Qu’on ne diſe pas qu’outre l’air très-raréfié qui ſe trouve dans le récipient d’une machine pneumatique dont on a fait le vide, il y a encore une matière ſubtile, un fluide très délié qui paſſe, avec la plus grande facilité, au travers des pores du récipient, & comprime les plans de glace l’un contre l’autre ; car ce fluide ſubtile devroit traverſer auſſi aiſément les pores des plans de verre, que ceux du récipient qui eſt de la même matière ; dans ce cas, il ne pourroit exercer contre les plans une preſſion capable de les faire adhérer entr’eux.

De tout ce qu’on vient d’établir, on doit conclure, 1o. que l’attraction eſt la cauſe de l’adhérence des corps, puiſque l’effet de la peſanteur de l’air étant ſupprimé, l’adhérence a encore lieu ; 2o. que la preſſion d’un fluide extérieur, tel que l’air ambiant, augmente de beaucoup cette adhérence mutuelle des corps, comme on le voit dans l’expérience des hémiſphères de Magdebourg. (Voyez Hémisphères de Magdebourg) dans celle des plaques de marbre polies, des plans de glace, des balles de plomb, &c.
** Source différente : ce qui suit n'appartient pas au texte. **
PR #175, opened 2020-07-24
completed

satishsolanki1990:


samarthjj:
Good work Satish, Please use template from sample.java file. 
Going forward please use complete English sentences for your approach instead of broken sentences or pseudocode.

samarthjj:
Good work Satish, Please use template from sample.java file. 
Going forward please use complete English sentences for your approach instead of broken sentences or pseudocode.

PR #181, opened 2020-07-25
Please Review - Two Pointers -2 

firoz1905:


Sumesh-H:
Good work, Firoz! All TC & SC are correct.

Sumesh-H:
Good work, Firoz! All TC & SC are correct.

PR #197, opened 2020-07-31
Completed, please review

JaneJianLee:


solution2.py
```diff
@@ -0,0 +1,28 @@
+#https://leetcode.com/problems/merge-sorted-array/
+# // Time Complexity : o(n)
```
samarthjj, line 2: O(m+n)

solution1.py
```diff
@@ -0,0 +1,34 @@
+# https://leetcode.com/problems/remove-duplicates-from-sorted-array-ii/
+# // Time Complexity : o(n)
+# // Space Complexity : o(1)
+# // Did this code successfully run on Leetcode :yes
+# // Any problem you faced while coding this : maintaining three pointers
```
samarthjj, line 5: Fast is incremented no matter what, instead of maintaining three pointers you could use a for loop. Bringing down to manual track of two pointers!

samarthjj:
Good work Jane, Please review the inline comments!

samarthjj:
Good work Jane, Please review the inline comments!

PR #227, opened 2020-10-01
Completed

siddhesh25:


Problem3.py
```diff
@@ -0,0 +1,28 @@
+# Time Complexity: O(N)
```
Lohith-Aswathappa, line 1: check time complexity

Lohith-Aswathappa (commented):
Good work, Siddhesh!
Check inline comment

Lohith-Aswathappa:
Good work, Siddhesh!
Check inline comment

PR #228, opened 2020-10-01
init comit for two pointer 2

amitsingh5949:


ramya-sruthi-d (commented):
Good work. Try to put even more detailed comments.

ramya-sruthi-d:
Good work. Try to put even more detailed comments.

PR #231, opened 2020-10-01
two pointers 2

HarshaVardhan-Kaki:


ramya-sruthi-d (commented):
Well done. Try the optimal solution for removing duplicate elements as well. Also, explain your approach.

ramya-sruthi-d:
Well done. Try the optimal solution for removing duplicate elements as well. Also, explain your approach.

PR #2555, opened 2015-08-24
[v6r15] new dfc client rebase

chaen:
Implements all the methods of the FileCatalog on the client side, with doc and default args

### DIFF
--- a/DataManagementSystem/DB/FileCatalogComponents/WithFkAndPs/DirectoryClosure.py
+++ b/DataManagementSystem/DB/FileCatalogComponents/WithFkAndPs/DirectoryClosure.py
@@ -5,6 +5,11 @@ from DIRAC.Core.Utilities.List import intListToString, stringListToString
 
 """ DIRAC FileCatalog component representing a directory tree with
     a closure table
+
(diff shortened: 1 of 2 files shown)


phicharp:
I have a general concern: some of these methods are not specified in the FileCatalog abstraction... This is not really nice as in principle one should not have to know what is the actual implementation. Code should not depend on extensions, right?
However the PR looks OK, but this is really a problem with file catalogs...

atsareg:
Do we really need rpc and url arguments in each method and not just in the constructor ? What is the use case ? Some catalogs will not be able to implement the same arguments.

chaen:
Philippe, we already have this problem with the metadata method... it' true that we should have a nicer solution. I will think of it.

Andrei, that's the only way to specify a longer timeout for a single call.

atsareg:
Timeout is fine. Do you need rpc and url arguments to specify the timeout ?

chaen:
sorry, I answered too fast. No, it's probably good enough in the constructor. I will correct

chaen:
modified according to your remark Andrei

PR #2558, opened 2015-08-26
[v6r13] Forbid pilot to execute in /tmp

atsareg:
Force executing pilot in the current working directory if not specified otherwise


phicharp:
OK

PR #2559, opened 2015-08-27
[v6r15] Move physical accounting the StorageElement

chaen:
This will allow to track all physical operations, and with the proper protocol. It also removes the "getFile" from the DataManager accounting


Resources/Storage/StorageElement.py
```diff
@@ -732,6 +753,95 @@ def __getattr__( self, name ):
...
+    oDataOperation.setValueByKey( 'Protocol', storageParameters.get( 'Protocol', 'unknown' ) )
+  
+    if not callRes['OK']:
+      # Everything failed
+      oDataOperation.setValueByKey( 'TransferTotal', len( lfns ) )
+      oDataOperation.setValueByKey( 'FinalStatus', 'Failed' )
+    else:
+      totalSize = 0
+
+      oDataOperation.setValueByKey( 'TransferTotal', len( callRes['Value']['Successful'] ) )
```
phicharp: Must be damned sure that all SE implementations will return the correct structure!

phicharp:
Review OK

chaen:
Made changes to take the review into account

PR #2560, opened 2015-08-27
[v6r14] Fix in the getDigest

chaen:
Fix itt from RequestDB, and slightly modify the informaion returned by Request.getDigest


phicharp:
Review OK

PR #2563, opened 2015-08-28
[v6r14] Bug fixes of various kinds

rajanandakumar:
Hopefully this fixes different problems -

1. Stupid bug (used jobID where it should have been job)
2. Job update does *not* want the jobManagement stuff defined. Else it crashes. However, the job retrieval explicitly needs it defined. So, a kind of hack has been put in. Could this be because of the way the ARC library has been installed? It does not happen in my vanilla development machine at RAL, where the ARC libraries are installed by the sys admin here, in standard paths.
3. The getCEStatus function returned the results for all vos in the given CE. So, we were submitting a lot fewer jobs than expected. This has been fixed to use the DIRAC bdii function, but may need to be better protected at a later date.

Hopefully this PR has been done against the correct version now.

Cheers,
Raja.


rajanandakumar:
Let me request a pause on this PR. Some of the modifications, especially to the getARCJob method may not be  needed, if the ARC libraries are correctly installed, from talking to the ARC developers.

rajanandakumar:
Different pr made for really solving the issues (hopefully)

PR #2574, opened 2015-09-03
Need to support file names using unicode

sposs:
This is a problem for me as my file names comes from a DB returning unicode. Also more generic.


chaen:
Review OK. 
I think that for this particular case, it would be better to make one PR dedicated to replace the '== types.StringType' with isinstance(toto, basestring)

fstagni:
v6r11...? :(

sposs:
Yes, I know, Andrei said he would integrate it in a more recent version.
I'm waiting for him to close this.

atsareg:
fixed in v6r14p3

PR #2579, opened 2015-09-04
[v6r14] JobWrapper default for outputData + other fixes

atsareg:
FIX: JobWrapper - avoid defaulting outputData to ['']
BUGFIX: dirac-populate-component-db - DIRACexit instead of return 
FIX: Matcher - use VO specific Operations helper


phicharp:
Review OK

PR #2584, opened 2015-09-08
Syntax is basically open() not os.open()

Andrew-McNab-UK:
Fixed syntax, using open()

This bug breaks dirac-wms-job-submit command unless you put the whole JDL on the command line!

### DIFF
--- a/Interfaces/API/Dirac.py
+++ b/Interfaces/API/Dirac.py
@@ -306,8 +306,8 @@ class Dirac( API ):
     if isinstance( job, basestring ):
       if os.path.exists( job ):
         self.log.verbose( 'Found job JDL file %s' % ( job ) )
-        fd = os.open( job, 'r' )
-        jdlAsString = fd.read()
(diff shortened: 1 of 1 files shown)


Interfaces/API/Dirac.py
```diff
@@ -306,8 +306,8 @@ def submitJob( self, job, mode = 'wms' ):
     if isinstance( job, basestring ):
       if os.path.exists( job ):
         self.log.verbose( 'Found job JDL file %s' % ( job ) )
-        fd = os.open( job, 'r' )
-        jdlAsString = fd.read()
+        f = open( job, 'r' )
```
chaen: pylint will complain if you name your variable 'f'. Make it at least 2 letters please

chaen:
Also, against which branch do you want to do it ? Integration is now for v6r16 :-)

atsareg:
Replaced by #2587

PR #2586, opened 2015-09-09

atsareg:


Resources/Catalog/FileCatalog.py
```diff
@@ -34,6 +34,15 @@ class FileCatalog( object ):
 
   write_methods += write_meta_methods
 
+  lfn_methods = ['exists', 'isLink', 'readLink', 'isFile', 'getFileMetadata', 'getReplicas',
```
chaen: lfn_methods = write_methodes + ro_methods before adding the meta ?

DataManagementSystem/DB/FileCatalogComponents/Utilities.py
```diff
@@ -60,9 +57,52 @@ def checkArgumentDict( path ):
...
+    return S_OK( ( urls, urlMap ) )
+  else:
+    return S_OK( urls )
+
+def checkCatalogArguments( f ):
+  """ Decorator to check arguments of FileCatalog calls in the clients
+  """
+  def processWithCheckingArguments(*args, **kwargs):
+
+    checkFlag = kwargs.pop( 'NoLFNChecking', True )
```
chaen: so if 'NoLFNChecking == True', we do the check ? Shouldn't it be the other way around ?

Resources/Catalog/FileCatalog.py
```diff
@@ -94,25 +103,33 @@ def w_execute( self, *parms, **kws ):
...
+      kws['NoLFNChecking'] = True
+      allLfns = fileInfo.keys()
+      parms1 = parms[1:]
+
     for catalogName, oCatalog, master in self.writeCatalogs:
 
-      # Skip if metadata related method on pure File Catalog
-      if self.call in FileCatalog.write_meta_methods and not catalogName in self.metaCatalogs:
+      # Skip if the method is not implemented in this catalog
+      if not oCatalog.hasCatalogMethod( self.call ):
```
chaen: Since we agreed that all clients will implement all methods, we can just use hasattr

Resources/Catalog/FileCatalogClient.py
```diff
@@ -10,6 +10,31 @@
 from DIRAC import S_OK, S_ERROR
 from DIRAC.Core.Base.Client import Client
 from DIRAC.ConfigurationSystem.Client.Helpers.Registry import getVOMSAttributeForGroup, getDNForUsername
+from DIRAC.DataManagementSystem.DB.FileCatalogComponents.Utilities import checkCatalogArguments
+
+# List of common File Catalog methods implemented by this client
+CATALOG_METHODS = [ 'exists', 'addFile', 'removeFile', 'isFile', 'getFileMetadata', 'getFileSize',
```
chaen: All the methods are implemented, so we can use hasattr

chaen:
Okay, when we agreed that catalogs would advertise their capabilities, I did not understood that. Maybe we should have discussed it more. I believe it is a very bad idea to get ride of the FileCatalogBase. In fact, I wanted to do the opposite, and enforce that every replica catalog inherits from this. Otherwise, this means that we have to know a priori in the code what catalog is going to be instantiated when doing FileCatalog(). The same way than StorageElement is generic, I think FileCatalog should follow the same. 
Now, what makes this extremely complicated is all these meta methods. I would be in favor of stripping down the FileCatalog to what it was, i.e. a caller for Replica Catalogs, and then "MetaCatalog" class or whatever you want to call it, for all the meta methods, that currently only the DFC has. We would have FileCatalogBase, MetaCatalogBase, the DFC client can inherit from both. 
I really believe we have to standardize the interface and make a clear distinction between both, otherwise it forces us to know a priori what catalog is going to be instantiated.

Resources/Catalog/FileCatalog.py
atsareg: Not necessarily, I would like to keep those independent. lfn_methods are those that have LFN standard form dictionary as its first argument. I do not want to distinguish meta and other methods any more.

DataManagementSystem/DB/FileCatalogComponents/Utilities.py
atsareg: You are right, corrected

Resources/Catalog/FileCatalog.py
atsareg: Well, this is not the case right now since the FIleCatalogClient is still inheriting Client which can pass unfound methods to the service. That's why I wanted an explicit list. Also this is a kind of documentation of the client mandate.

atsareg:
Well, the FileCatalogueBase is just documenting the catalog interface. It is useless otherwise. In Python we do not have a notion of the interface to be implemented as part of the language. If we keep it and all the clients will inherit it, all the clients will "implement" all the methods without any advantage.

Resources/Catalog/FileCatalog.py
chaen: In fact, you should be able now to remove that inheritance.

And the documentation should be in each method no ? We start to duplicate so many time these informations (in the FileCatalog read or write method list, in the FileCatalog.lfn_methods, in the FileCatalogClient  CATALOG_METHODS, in the SecurityManager...)

atsareg: OK, I agree to remove  CATALOG_METHODS and use hasattr instead. We still need to distinguish read/write methods and methods using LFNs as their first argument. The latter can be done, in principle if we use a keyword, e.g. LFNs, to pass this argument and then call all the methods with **kwargs only. This will be certainly cleaner but will need fixes in very many places where these methods are called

Si on veut mettre de la préciſion dans la manière d’évaluer ces ſortes d’effets compoſés, il faut diſtinguer les cauſes qui les produiſent, & nommer adhérence proprement dite, l’union des ſurfaces qui dépend de la force attractive ; & application des ſurfaces, preſſion des corps, l’effet qui réſulte de la peſanteur de l’air. Le premier effet doit être regardé comme provenant d’une cauſe intrinſèque, & le ſecond comme le réſultat d’un principe extérieur. Voyez les articles Cohérence, Attraction.

Cette matière étant très-importante, continuons de l’examiner ſous différens rapports ; préſentons quelques détails, afin d’éclaircir & de confirmer les vérités qu’on a établies. Si les ſurfaces qu’on applique les unes ſur les autres, n’ont pas reçu un certain poli, le contact ne ſe faiſant qu’en un petit nombre de points, à cauſe des aſpérités des ſurfaces qui ſont ſaillantes, le degré de cohéſion ſera très-foible ; mais il augmentera ſi on a ſoin d’enduire les ſurfaces d’une matière fluide ou molle, qui rempliſſe les cavités que laiſſent entr’elles les aſpérités. Cet effet eſt un équivalent du poli, puiſqu’il augmente le contact, & que le nombre de points qui ſe touchent eſt alors incomparablement plus grand : auſſi la force d’adhérence devient-elle, dans ce cas, bien plus conſidérable, comme la force attractive elle-même.

Plus les parties des corps mous ou fluides, dont on aura ſoin d’oindre les ſurfaces des corps qu’on veut faire adhérer, ſeront propres à ſe mouler entre les petites éminences des ſurfaces, à en remplir exactement les vides, plus auſſi le contact ſera grand, plus le nombre des petites forces attractives ſera conſidérable, ainſi que l’adhérence totale qui en dépend, parce que les parties du fluide interpoſé ſeront attirées, ſoit entr’elles, ſoit par les parties des corps adhérens[2]. Ces principes peuvent ſervir à expliquer l’effet des colles, des ſoudures, des maſtics & des linimens quelconques.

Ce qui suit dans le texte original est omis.